2006-05-24 Thread James Carman
It's available via svn from my server
http://www.carmanconsulting.com/svn/public/tapernate/trunk

Or, you can download the example application which has all the jars you'll
need already set up for you to use.

http://www.carmanconsulting.com/svn/public/tapernate-example/trunk



-Original Message-
From: Henri Dupre [mailto:[EMAIL PROTECTED] 
Sent: Wednesday, May 24, 2006 12:18 PM
To: Tapestry users
Subject: Re: New version of Tapernate...

Hi James,


On 5/24/06, James Carman [EMAIL PROTECTED] wrote:


 2.  Taperate now has support for three types of property persistence,
 reattach-merge (used to be called entity), reattach-lock, and
 reattach-update, corresponding to the three different types of reattach
 strategies.  You can choose which one you want to use for your situation
 (reattach-update doesn't support POJO rollback, though since Hibernate
 will
 not give me the previous values for some reason) giving you more
 fine-grained control.

 3.  The spring.hibernate3 module now supports an interceptor pipeline.
 So, you can add as many interceptor filters as you wish, which can do
 various actions (logging, auditing, etc.).  The POJO rollback is
 implemented
 as an interceptor filter.

 Tapernate will move soon.  I finally got the Maven2 build to work, so now
 I
 just have to upload it and set up some docs for it.  For those of you who
 are currently using Tapernate, you don't have to upgrade, but it's
 strongly
 suggested.


Again, where is tapernate located?

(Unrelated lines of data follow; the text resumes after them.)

Issue #1850, opened 2025-07-25
Test MiniLcm morph type APIs


hahn-kev:
After #1846 is completed we should write MiniLcm base tests to ensure our APIs work. Note we may want to not test the create morph type API in the FW version.

rmunn:
Note that we may need tests as mentioned in https://github.com/sillsdev/languageforge-lexbox/pull/1857#discussion_r2252947350

rmunn:
One thing we may not be handling yet, which we will definitely need a test for, is the changes to an entry that can happen when a morph type is changed. Some morph type modifications cause FieldWorks Classic to pop up a notification saying "Some grammatical information will be lost! Do you still want to continue?" For example, affix morph types can be set as being derivational affixes, meaning that they have "From" and "To" grammatical info. (Like the -ly suffix in English that changes an adjective to an adverb). If you change the morph type from an affix to a non-affix, then the "Some info will be lost" dialog pops up, and the grammatical info of the "To" is the only one kept (the "From" is discarded).

We'll need to write some tests dealing with derivational affixes, and make sure that our logic does the same thing that FieldWorks Classic does when a morph type is updated (for example, if we kept the "From" grammatical info then the test should fail).

Issue #1847, opened 2025-07-25
Support morph type in CRDTs


hahn-kev:
in #1846 Morph type was modeled and implemented for FW Data. Here we will create the required change types, and implement restrictions.

There should be a unique constraint on the MorphType table on the Kind column. This means the CreateMorphType change needs to check that it's not violating that constraint, if it would be then the type needs to be deleted (or not created). Changing the morph type after creation should not be allowed, but all the other fields can be changed.

PR #1857, opened 2025-07-29
Add morph types to MiniLcm

### LINKED ISSUE #1846: Model morph type, map from FW Data
Morph types are limited in FieldWorks, the name can be customized, but there's a limited set of them. To handle that we will use an enum on the entry to indicate it's morph type. Something like this:
```C#
enum MorphTypeKind
{
Unknown,
bound root
bound stem
circumfix
clitic
discontiguous phrase
enclitic
infixing interfix
particle
phrase
prefix
prefixing interfix
proclitic
root
simulfix
suffixing interfix
suprafix
Other
}

class Entry
{
  MorphTypeKind MorphType {get;set;}
}
```
(feel free to suggest a better enum name).

That covers the entry side, but we also need to model the object as well in order to use the correct names/labels that users specified.
```C#
class MorphType
{
MorphTypeKind Kind {get;set;}
MultiString Name {get;set;}
MultiString Abbreviation {get;set;}
RichMultiString Description {get;set;}
string LeadingToken {get;set;}
string TrailingToken {get;set;}
int SecondaryOrder {get;set;} //there might be a primary order? but it's not in the UI
}
```
take a look at ComplexFormType and copy that for the rest. It should have an Id and other properties that our normal entities have. The kind should be determined by comparing the `IMoMorphType.Guid` against the well know GUIDs in `MoMorphTypeTags` when mapping to and from FW.

Included in this issue is implementing the mapping from the FW Data API. There should be APIs for Create, delete update, List, GetByKind, for the morph type. And the morph type should be mapped into entries.

The CRDT API can throw for now and will be done in another issue.

rmunn:
Fixes #1846.

Implemented:

- Creating entries with the right morph type.
    - Switching morph types in FW Lite not allowed, so setting it at creation is all that's needed
- Create, Update, etc. APIs in MiniLcmApi, implemented in FwMiniLcmApi
    - CrdtMiniLcmApi versions throw NotImplemented.
    - Create and Delete not allowed (morph types are fixed and should never be different between projects), so FwData implementations silently ignore the operation rather than throwing


backend/FwLite/MiniLcm/SyncHelpers/IntegerDiff.cs
```diff
@@ -0,0 +1,16 @@
...
+
+public static class IntegerDiff
+{
+    public static IEnumerable<Operation<T>> GetIntegerDiff<T>(string path,
+        int? before,
+        int? after) where T : class
+    {
+        if (before == after) yield break;
+        if (after is null) yield return new Operation<T>("remove", $"/{path}", null);
+        else if (before is null) yield return new Operation<T>("add", $"/{path}", null);
```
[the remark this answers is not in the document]
rmunn: Good catch! This was also a bug in SimpleStringDiff, which IntegerDiff was based on. Commit 06c3d0d74 fixes this bug in both IntegerDiff and SimpleStringDiff, and also adds unit tests to ensure the bug stays fixed.

backend/FwLite/FwDataMiniLcmBridge/Api/UpdateProxy/UpdateMorphTypeDataProxy.cs
```diff
@@ -0,0 +1,53 @@
...
+    public override RichMultiString Description
+    {
+        get => new UpdateRichMultiStringProxy(_lcmMorphType.Description, _lexboxLcmApi);
+        set => throw new NotImplementedException();
+    }
+
+    public override string LeadingToken
+    {
+        get => _lcmMorphType.Prefix;
+        set => throw new NotImplementedException();
```
hahn-kev, line 39: this and the next 3 properties should set their respective values

backend/FwLite/FwDataMiniLcmBridge/Api/LcmHelpers.cs
```diff
@@ -148,18 +206,42 @@ internal static int GetWritingSystemHandle(this LcmCache cache, WritingSystemId
...
+    internal static ILexEntry CreateEntry(this LcmCache cache, Guid id, MorphType morphType)
     {
         var lexEntry = cache.ServiceLocator.GetInstance<ILexEntryFactory>().Create(id,
             cache.ServiceLocator.GetInstance<ILangProjectRepository>().Singleton.LexDbOA);
-        lexEntry.LexemeFormOA = cache.CreateLexemeForm();
+        lexEntry.LexemeFormOA = cache.CreateLexemeForm(morphType);
         //must be done after the IMoForm is set on the LexemeForm property
-        lexEntry.LexemeFormOA.MorphTypeRA = cache.ServiceLocator.GetInstance<IMoMorphTypeRepository>().GetObject(MoMorphTypeTags.kguidMorphStem);
+        var lcmMorphType = ToLcmMorphTypeId(morphType) ?? ToLcmMorphTypeId(MorphType.Stem);
+        lexEntry.LexemeFormOA.MorphTypeRA = cache.ServiceLocator.GetInstance<IMoMorphTypeRepository>().GetObject(lcmMorphType!.Value);
```
hahn-kev, line 244: Hum, I think we need a way for this to also be done in the proxy where `CreateLexemeForm` is also called. 
Maybe we make another helper: `SetLexemeForm(ILexEntry entry, MorphType type, LcmCache cache)` which wraps all this up so it can be used both here and in the proxy

hahn-kev (changes requested):
nice job! It looks good. One fix that's actually a pre existing issue, and one that's just incomplete.

backend/FwLite/FwDataMiniLcmBridge/Api/UpdateProxy/UpdateMorphTypeDataProxy.cs
rmunn: Done in commit 6b537efdd.

backend/FwLite/FwDataMiniLcmBridge/Api/LcmHelpers.cs
rmunn: Done in commit 6b537efdd.

backend/FwLite/FwDataMiniLcmBridge/Api/LcmHelpers.cs
```diff
@@ -83,6 +83,64 @@ internal static bool SearchValue(this ITsMultiString multiString, string value)
         '\u0640', // Arabic Tatweel
     ];
 
+    internal static MorphType FromLcmMorphTypeId(Guid? lcmMorphTypeId)
```
hahn-kev, line 86: as annoying as it is, we should probably have a full set of tests for both of these functions. It can be easily data driven, but if someone were to change one of these on accident it would probably go unnoticed for a long time.

hahn-kev (approved):
nice work, feel free to test the mapping functions in a followup testing PR if you want.

backend/FwLite/FwDataMiniLcmBridge/Api/LcmHelpers.cs
rmunn: Added a note to #1850 to keep track of this.

myieye:
I pushed a bunch of fixes.
The last one (https://github.com/sillsdev/languageforge-lexbox/pull/1857/commits/ccd7cf996011df3d98ca2b4bf2d1e78b68597ea2) I feel somewhat unsure of, but I think we need crdt's to mimic FwData's behaviour of defaulting to the Stem MorphType, so I just added that extremely broadly in crdt and mini-lcm land.

myieye:
My commits basically only fixed tests (by fixing/completing functionality).


There's just one failing test left, which is sort of related to the fact that `MorphTypeData` isn't getting synced at this point. There's a sync method (`MorphTypeDataSync`), but it's not being called. Perhaps that's intentional:
```
[xUnit.net 00:00:37.73]     LcmCrdt.Tests.ConfigRegistrationTests.AllObjectsAreRegistered [FAIL]

Error: Expected registeredObjectTypes {MiniLcm.Models.Entry, MiniLcm.Models.Sense, MiniLcm.Models.ExampleSentence, MiniLcm.Models.WritingSystem, MiniLcm.Models.PartOfSpeech, MiniLcm.Models.Publication, MiniLcm.Models.SemanticDomain, MiniLcm.Models.ComplexFormType, MiniLcm.Models.ComplexFormComponent, SIL.Harmony.Resource.RemoteResource} to contain MiniLcm.Models.MorphTypeData because All IObjectWithId types should be added in LcmCrdtKernel.ConfigureCrdt, if not exclude it in this test.
```

I think this PR has covered at least some of https://github.com/sillsdev/languageforge-lexbox/issues/1847.
But looking at the issues, I guess we maybe just want to register `MorphTypeData` as the test requires and then call it good?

I searched last time on Howard's site
where he has tapestry-spring and other small projects but I couldn't find
your project.

I'd be interested to know more about your different reattach strategies...
Do you understand in details which one to use when?
To me lock should always be used unless you have duplicate objects, right?
And having duplicate objects is not good in hibernate, if I get it right?

I like the idea of an interceptor pipeline... Would it allow easily to
monitor performance of DAO methods?

Thanks,

Henri.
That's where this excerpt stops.